■ **TASK PROMPT**:
In the records below, find the lines that include "enforced" and copy each.

■ **DATASET CONTENT**:

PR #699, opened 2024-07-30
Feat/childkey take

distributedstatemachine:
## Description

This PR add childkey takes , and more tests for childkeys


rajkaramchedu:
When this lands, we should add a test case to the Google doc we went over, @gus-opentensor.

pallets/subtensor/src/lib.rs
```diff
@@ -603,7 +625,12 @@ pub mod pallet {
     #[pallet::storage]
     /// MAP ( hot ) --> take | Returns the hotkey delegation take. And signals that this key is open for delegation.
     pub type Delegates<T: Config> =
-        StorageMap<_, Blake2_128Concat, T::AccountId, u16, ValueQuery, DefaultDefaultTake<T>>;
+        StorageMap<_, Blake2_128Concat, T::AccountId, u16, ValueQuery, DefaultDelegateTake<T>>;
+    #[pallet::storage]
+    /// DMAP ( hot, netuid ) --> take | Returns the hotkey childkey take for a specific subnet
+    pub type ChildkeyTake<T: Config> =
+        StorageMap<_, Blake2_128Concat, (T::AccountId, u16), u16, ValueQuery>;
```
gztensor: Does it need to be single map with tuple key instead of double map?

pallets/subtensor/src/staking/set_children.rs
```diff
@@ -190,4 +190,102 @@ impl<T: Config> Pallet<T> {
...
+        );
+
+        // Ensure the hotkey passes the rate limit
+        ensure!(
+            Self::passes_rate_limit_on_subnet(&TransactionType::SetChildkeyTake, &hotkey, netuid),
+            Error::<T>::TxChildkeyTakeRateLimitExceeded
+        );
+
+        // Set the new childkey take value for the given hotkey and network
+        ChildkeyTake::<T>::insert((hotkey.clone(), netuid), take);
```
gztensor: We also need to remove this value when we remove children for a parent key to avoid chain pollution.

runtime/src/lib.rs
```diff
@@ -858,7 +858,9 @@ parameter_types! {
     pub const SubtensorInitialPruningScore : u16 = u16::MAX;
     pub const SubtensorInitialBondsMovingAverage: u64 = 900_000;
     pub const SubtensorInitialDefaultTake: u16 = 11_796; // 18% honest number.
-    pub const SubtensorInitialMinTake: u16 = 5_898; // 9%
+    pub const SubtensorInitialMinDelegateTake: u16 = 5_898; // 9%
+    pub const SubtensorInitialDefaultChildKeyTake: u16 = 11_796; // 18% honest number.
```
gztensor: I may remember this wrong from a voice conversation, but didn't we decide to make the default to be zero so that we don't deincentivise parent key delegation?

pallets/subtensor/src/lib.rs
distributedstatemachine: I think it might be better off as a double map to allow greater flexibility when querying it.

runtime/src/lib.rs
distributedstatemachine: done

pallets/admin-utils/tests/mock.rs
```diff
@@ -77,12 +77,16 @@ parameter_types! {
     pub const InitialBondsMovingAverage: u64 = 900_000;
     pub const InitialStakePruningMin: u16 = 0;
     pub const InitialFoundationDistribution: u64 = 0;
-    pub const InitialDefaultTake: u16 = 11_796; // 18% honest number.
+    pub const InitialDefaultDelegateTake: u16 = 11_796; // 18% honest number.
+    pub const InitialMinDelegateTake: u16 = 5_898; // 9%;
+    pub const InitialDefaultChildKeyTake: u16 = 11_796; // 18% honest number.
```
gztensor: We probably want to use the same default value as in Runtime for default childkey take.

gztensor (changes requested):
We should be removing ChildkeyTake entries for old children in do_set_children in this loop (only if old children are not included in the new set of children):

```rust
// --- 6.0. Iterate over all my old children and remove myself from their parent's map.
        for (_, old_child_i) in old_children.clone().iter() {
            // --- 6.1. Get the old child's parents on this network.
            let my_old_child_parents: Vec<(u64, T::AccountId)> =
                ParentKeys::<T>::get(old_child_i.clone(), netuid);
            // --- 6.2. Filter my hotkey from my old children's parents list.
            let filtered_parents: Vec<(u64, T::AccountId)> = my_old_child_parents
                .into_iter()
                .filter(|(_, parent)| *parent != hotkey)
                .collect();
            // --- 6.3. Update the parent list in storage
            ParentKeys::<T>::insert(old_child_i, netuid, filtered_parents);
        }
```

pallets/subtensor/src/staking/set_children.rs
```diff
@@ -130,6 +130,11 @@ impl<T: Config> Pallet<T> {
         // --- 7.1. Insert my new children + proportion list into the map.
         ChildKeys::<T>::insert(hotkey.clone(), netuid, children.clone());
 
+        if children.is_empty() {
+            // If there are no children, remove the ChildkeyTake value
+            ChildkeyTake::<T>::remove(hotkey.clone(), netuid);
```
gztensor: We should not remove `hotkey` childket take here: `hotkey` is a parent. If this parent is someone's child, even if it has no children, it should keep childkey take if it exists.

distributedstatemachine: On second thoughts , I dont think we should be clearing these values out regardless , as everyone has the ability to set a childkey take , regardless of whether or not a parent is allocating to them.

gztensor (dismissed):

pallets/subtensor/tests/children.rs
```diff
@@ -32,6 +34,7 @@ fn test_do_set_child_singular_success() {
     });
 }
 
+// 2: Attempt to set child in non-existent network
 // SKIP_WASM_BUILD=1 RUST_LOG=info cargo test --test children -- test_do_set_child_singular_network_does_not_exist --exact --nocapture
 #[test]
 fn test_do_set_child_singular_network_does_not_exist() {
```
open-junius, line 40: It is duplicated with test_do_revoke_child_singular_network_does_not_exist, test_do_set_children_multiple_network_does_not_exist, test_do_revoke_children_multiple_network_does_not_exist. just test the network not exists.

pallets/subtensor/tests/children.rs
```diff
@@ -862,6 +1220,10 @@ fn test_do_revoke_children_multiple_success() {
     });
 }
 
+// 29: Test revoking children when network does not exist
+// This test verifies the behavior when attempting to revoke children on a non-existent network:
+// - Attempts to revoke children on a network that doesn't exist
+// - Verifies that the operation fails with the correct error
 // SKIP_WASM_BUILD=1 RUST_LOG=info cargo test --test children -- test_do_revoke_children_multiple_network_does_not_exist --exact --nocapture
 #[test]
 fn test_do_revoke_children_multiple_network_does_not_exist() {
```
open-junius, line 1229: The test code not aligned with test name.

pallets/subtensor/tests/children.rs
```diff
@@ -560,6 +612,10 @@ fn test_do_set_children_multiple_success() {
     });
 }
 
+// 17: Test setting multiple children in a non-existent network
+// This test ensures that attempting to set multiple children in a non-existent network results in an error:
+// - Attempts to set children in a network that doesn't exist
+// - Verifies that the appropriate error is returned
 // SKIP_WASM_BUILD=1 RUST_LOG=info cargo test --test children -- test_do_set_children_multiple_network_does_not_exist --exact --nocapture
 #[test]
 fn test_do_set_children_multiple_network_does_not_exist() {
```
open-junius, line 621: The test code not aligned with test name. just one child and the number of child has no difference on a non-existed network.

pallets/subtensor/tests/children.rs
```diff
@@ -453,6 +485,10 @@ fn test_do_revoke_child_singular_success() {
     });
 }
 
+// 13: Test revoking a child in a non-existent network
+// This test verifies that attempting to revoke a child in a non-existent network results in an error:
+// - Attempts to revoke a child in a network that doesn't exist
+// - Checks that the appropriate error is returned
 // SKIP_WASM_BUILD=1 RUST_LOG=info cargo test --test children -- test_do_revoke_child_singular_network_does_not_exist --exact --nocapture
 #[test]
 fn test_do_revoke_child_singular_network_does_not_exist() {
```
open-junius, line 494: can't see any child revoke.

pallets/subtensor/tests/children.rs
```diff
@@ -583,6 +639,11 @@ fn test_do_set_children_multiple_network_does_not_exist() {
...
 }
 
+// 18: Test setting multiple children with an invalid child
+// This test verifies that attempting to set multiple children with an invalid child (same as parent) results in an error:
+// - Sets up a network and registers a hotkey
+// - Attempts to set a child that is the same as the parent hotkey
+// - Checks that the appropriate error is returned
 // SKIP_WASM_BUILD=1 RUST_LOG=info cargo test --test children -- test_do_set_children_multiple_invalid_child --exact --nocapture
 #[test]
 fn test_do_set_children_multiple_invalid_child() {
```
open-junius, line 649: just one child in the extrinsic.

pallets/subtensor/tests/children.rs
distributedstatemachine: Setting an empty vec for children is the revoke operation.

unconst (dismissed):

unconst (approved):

...

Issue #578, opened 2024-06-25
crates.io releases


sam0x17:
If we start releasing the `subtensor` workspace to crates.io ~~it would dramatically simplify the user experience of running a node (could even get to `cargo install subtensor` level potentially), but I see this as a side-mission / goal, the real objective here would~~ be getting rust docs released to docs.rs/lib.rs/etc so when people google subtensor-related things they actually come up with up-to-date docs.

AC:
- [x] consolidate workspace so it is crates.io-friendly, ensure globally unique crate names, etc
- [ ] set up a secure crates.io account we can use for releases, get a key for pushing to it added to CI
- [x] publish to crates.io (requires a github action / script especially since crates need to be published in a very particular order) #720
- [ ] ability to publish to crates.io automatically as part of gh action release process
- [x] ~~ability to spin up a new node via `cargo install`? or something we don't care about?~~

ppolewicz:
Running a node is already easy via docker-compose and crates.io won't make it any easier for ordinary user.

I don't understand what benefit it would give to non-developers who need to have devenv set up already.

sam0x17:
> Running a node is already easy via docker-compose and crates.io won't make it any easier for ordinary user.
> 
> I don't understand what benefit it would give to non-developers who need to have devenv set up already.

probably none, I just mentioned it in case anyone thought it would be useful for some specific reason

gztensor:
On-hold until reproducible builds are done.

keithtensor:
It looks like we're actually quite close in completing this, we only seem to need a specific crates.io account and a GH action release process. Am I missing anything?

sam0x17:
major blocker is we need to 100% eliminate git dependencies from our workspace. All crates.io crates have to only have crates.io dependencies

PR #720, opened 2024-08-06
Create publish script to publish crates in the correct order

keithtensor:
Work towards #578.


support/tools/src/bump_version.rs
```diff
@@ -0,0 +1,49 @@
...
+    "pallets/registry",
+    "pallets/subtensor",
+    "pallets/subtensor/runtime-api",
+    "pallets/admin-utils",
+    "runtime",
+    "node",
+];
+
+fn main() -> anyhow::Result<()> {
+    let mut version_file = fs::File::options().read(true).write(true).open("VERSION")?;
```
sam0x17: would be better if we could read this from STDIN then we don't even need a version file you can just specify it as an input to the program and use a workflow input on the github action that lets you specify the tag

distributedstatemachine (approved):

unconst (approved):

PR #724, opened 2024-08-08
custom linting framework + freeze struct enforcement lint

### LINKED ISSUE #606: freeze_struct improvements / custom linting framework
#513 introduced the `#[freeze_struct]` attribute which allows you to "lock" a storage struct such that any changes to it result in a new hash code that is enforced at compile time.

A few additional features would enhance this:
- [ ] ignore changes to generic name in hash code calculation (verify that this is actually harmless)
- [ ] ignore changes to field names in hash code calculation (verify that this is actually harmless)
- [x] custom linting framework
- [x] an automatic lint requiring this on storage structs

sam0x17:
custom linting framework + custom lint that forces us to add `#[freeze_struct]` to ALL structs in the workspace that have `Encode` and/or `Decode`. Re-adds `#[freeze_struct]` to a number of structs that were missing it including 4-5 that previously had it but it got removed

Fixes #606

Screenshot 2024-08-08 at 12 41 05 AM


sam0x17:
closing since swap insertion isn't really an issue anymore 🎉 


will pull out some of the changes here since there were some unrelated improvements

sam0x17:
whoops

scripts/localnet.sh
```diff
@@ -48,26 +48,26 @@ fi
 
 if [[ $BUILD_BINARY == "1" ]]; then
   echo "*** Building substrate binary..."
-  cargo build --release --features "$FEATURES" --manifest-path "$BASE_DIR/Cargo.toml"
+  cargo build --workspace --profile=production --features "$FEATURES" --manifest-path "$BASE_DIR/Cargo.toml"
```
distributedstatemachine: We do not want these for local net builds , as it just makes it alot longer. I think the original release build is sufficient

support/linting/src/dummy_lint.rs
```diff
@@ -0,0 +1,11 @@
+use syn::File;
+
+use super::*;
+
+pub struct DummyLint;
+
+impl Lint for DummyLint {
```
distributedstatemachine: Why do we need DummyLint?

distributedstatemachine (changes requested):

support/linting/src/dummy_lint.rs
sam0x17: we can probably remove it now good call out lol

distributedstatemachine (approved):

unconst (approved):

...

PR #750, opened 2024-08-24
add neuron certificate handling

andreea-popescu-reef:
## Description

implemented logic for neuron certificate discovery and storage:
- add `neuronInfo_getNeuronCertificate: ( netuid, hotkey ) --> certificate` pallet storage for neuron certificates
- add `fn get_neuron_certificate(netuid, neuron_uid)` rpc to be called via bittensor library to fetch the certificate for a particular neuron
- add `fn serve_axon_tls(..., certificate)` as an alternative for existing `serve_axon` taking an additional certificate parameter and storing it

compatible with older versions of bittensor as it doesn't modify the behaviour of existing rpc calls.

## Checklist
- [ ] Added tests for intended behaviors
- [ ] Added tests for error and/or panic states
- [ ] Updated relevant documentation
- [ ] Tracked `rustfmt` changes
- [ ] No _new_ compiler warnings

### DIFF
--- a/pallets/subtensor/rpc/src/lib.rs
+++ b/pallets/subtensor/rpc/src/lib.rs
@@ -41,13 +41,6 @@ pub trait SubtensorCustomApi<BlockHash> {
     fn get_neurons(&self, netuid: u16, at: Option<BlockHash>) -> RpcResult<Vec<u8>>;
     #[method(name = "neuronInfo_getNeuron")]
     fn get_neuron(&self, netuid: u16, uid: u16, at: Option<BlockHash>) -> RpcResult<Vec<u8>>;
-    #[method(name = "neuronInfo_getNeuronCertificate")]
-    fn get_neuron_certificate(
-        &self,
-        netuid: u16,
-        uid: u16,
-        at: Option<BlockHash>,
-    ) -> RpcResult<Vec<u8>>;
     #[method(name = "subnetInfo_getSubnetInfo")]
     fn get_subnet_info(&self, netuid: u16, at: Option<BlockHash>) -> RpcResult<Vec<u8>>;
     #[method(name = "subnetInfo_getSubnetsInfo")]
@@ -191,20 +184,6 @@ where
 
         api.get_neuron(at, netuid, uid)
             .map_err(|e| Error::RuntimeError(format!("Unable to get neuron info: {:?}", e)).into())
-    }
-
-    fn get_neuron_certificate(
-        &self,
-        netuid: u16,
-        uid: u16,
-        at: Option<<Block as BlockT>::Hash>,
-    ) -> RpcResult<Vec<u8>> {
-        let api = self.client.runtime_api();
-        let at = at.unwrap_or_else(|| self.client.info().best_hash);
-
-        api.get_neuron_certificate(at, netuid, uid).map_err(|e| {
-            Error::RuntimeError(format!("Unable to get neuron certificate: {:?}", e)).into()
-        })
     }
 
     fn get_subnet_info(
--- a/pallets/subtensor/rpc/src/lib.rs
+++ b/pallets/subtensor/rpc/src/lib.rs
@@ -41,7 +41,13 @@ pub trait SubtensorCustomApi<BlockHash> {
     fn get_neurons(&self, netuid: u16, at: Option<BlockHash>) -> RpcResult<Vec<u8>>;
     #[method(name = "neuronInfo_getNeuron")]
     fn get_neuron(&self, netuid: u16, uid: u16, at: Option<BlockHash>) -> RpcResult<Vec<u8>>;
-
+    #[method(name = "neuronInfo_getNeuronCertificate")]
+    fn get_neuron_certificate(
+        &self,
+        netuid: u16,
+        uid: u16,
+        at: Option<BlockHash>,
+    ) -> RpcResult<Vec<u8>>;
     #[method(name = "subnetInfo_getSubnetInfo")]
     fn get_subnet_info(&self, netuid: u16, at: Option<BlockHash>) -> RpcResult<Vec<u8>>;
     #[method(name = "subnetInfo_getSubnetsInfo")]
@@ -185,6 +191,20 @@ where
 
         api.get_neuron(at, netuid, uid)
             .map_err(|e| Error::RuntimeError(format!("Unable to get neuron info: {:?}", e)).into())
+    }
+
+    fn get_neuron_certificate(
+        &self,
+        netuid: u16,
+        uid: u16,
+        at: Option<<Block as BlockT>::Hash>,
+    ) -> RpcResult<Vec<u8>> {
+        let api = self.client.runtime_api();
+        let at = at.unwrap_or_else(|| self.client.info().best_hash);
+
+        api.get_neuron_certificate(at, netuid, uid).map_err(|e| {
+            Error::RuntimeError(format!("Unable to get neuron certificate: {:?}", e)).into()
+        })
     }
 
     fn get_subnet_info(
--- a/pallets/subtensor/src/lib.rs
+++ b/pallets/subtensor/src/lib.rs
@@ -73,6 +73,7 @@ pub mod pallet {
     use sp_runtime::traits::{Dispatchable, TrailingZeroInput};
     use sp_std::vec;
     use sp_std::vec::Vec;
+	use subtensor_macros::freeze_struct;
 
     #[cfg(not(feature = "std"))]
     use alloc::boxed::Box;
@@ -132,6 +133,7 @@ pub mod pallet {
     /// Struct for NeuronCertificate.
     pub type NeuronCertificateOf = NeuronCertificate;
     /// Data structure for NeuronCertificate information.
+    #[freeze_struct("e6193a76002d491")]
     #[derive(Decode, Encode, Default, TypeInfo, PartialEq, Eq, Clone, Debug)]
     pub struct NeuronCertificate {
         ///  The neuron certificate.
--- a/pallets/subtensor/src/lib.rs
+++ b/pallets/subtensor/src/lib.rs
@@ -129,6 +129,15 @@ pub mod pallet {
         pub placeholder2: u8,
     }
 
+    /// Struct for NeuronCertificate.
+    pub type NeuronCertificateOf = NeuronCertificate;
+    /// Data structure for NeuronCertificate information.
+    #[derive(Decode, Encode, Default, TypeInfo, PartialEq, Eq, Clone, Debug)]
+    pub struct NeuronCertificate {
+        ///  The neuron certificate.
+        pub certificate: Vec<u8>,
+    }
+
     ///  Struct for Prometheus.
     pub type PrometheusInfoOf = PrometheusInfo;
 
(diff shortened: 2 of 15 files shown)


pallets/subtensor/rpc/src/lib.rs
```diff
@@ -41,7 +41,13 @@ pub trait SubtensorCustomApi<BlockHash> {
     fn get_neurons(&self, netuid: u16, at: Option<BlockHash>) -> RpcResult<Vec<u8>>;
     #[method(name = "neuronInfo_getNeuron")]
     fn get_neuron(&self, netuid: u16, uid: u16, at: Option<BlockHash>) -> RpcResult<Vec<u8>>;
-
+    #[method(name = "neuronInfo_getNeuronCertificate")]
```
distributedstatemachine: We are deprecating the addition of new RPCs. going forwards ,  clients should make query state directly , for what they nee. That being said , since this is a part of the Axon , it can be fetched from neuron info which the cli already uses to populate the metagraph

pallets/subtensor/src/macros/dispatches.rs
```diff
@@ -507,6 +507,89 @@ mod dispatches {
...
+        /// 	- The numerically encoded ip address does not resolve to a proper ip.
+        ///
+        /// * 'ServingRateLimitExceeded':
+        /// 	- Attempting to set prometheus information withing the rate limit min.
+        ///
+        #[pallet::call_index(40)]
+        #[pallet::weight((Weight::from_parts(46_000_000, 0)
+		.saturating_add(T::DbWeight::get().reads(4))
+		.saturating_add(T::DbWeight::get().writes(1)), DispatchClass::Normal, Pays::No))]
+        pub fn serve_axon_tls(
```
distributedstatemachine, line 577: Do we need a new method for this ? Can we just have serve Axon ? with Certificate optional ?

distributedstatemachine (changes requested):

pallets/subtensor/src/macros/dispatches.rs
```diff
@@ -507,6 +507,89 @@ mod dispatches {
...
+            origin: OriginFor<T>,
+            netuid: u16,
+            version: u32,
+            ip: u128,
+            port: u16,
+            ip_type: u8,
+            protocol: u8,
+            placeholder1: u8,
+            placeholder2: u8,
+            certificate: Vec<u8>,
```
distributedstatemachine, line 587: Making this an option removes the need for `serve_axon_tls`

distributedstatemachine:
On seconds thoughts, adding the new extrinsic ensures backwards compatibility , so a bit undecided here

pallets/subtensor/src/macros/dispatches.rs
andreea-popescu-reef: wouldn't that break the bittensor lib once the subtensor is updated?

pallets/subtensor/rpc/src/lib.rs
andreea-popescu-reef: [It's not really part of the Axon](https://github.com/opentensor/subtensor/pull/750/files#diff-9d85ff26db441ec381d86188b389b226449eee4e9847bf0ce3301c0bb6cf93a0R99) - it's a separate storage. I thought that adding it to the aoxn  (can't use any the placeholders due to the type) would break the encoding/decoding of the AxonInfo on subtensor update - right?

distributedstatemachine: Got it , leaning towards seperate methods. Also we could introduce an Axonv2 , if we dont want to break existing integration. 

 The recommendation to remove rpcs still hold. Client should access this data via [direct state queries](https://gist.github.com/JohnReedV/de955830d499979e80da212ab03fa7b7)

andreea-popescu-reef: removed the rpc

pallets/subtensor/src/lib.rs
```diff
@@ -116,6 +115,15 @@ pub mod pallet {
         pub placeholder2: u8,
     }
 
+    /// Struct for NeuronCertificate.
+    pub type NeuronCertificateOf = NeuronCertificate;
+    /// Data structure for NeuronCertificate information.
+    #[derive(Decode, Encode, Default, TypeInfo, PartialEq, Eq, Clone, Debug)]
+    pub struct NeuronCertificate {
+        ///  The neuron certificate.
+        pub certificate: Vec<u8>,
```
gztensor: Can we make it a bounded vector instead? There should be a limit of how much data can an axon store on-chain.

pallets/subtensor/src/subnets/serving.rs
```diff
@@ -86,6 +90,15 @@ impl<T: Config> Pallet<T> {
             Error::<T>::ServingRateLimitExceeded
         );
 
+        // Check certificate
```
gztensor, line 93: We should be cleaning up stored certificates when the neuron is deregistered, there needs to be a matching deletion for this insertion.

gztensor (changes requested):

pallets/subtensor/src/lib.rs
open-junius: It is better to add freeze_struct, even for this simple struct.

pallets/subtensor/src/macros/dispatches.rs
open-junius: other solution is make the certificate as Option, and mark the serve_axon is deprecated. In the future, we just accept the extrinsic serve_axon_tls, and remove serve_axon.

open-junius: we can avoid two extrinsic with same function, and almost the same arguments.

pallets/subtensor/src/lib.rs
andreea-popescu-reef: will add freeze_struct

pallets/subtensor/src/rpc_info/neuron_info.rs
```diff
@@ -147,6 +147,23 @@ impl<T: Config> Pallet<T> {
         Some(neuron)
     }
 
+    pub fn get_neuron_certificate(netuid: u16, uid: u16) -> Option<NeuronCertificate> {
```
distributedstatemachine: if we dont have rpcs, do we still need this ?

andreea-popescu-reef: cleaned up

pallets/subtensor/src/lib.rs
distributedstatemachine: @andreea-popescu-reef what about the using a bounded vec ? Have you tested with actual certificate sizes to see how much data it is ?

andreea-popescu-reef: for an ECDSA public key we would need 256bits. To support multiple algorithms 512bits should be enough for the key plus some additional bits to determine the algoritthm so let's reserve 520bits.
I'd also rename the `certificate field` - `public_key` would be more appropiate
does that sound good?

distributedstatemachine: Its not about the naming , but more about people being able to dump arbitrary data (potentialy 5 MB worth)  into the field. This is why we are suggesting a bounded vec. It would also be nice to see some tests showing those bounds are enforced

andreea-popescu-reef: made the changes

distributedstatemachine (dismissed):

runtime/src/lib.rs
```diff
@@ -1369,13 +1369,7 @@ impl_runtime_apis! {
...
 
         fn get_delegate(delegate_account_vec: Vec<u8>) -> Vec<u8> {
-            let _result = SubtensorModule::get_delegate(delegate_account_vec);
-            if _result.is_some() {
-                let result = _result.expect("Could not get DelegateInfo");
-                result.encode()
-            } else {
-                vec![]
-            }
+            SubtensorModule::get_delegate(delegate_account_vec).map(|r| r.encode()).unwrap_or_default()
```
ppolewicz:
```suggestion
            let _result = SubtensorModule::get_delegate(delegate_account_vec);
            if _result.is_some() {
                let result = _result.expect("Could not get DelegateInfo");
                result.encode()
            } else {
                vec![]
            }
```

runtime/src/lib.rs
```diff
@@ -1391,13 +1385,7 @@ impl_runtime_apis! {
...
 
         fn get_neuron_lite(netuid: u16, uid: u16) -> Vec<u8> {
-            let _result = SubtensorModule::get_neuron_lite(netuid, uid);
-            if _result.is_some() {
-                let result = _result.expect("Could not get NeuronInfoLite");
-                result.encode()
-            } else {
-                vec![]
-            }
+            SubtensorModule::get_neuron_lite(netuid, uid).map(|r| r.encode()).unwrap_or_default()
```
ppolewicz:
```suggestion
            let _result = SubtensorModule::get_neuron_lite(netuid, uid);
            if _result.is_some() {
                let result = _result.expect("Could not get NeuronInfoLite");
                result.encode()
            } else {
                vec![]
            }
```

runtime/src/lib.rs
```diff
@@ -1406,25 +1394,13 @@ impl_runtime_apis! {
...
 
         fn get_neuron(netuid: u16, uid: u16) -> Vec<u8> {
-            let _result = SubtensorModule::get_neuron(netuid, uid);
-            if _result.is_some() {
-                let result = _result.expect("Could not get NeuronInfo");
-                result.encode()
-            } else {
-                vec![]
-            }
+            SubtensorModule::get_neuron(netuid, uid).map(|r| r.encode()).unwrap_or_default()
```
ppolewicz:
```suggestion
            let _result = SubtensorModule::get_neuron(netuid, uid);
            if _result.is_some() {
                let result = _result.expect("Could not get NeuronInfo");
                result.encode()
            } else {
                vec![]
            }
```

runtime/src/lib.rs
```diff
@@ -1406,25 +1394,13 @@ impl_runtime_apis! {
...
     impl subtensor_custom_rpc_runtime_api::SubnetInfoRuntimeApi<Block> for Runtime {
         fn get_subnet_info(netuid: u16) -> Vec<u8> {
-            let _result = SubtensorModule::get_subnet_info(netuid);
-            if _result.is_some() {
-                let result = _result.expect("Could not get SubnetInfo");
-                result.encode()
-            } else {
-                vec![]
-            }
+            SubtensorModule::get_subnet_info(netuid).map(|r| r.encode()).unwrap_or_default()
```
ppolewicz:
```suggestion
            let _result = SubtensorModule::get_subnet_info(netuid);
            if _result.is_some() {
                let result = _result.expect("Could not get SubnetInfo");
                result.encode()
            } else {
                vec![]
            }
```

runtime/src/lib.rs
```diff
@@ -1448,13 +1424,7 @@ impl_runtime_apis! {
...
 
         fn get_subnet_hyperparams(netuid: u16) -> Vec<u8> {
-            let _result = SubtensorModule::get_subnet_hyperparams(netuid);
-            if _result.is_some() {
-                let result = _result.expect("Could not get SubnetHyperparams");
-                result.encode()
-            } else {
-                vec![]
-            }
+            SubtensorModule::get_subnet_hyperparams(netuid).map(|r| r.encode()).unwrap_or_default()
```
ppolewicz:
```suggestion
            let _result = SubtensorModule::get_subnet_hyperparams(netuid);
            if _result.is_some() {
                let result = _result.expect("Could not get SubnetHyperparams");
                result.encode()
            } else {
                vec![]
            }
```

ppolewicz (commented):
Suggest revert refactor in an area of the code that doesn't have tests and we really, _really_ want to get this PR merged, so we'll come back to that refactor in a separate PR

■ **OUTPUT FOR THIS EXERCISE**:
#513 introduced the `#[freeze_struct]` attribute which allows you to "lock" a storage struct such that any changes to it result in a new hash code that is enforced at compile time.
distributedstatemachine: Its not about the naming , but more about people being able to dump arbitrary data (potentialy 5 MB worth)  into the field. This is why we are suggesting a bounded vec. It would also be nice to see some tests showing those bounds are enforced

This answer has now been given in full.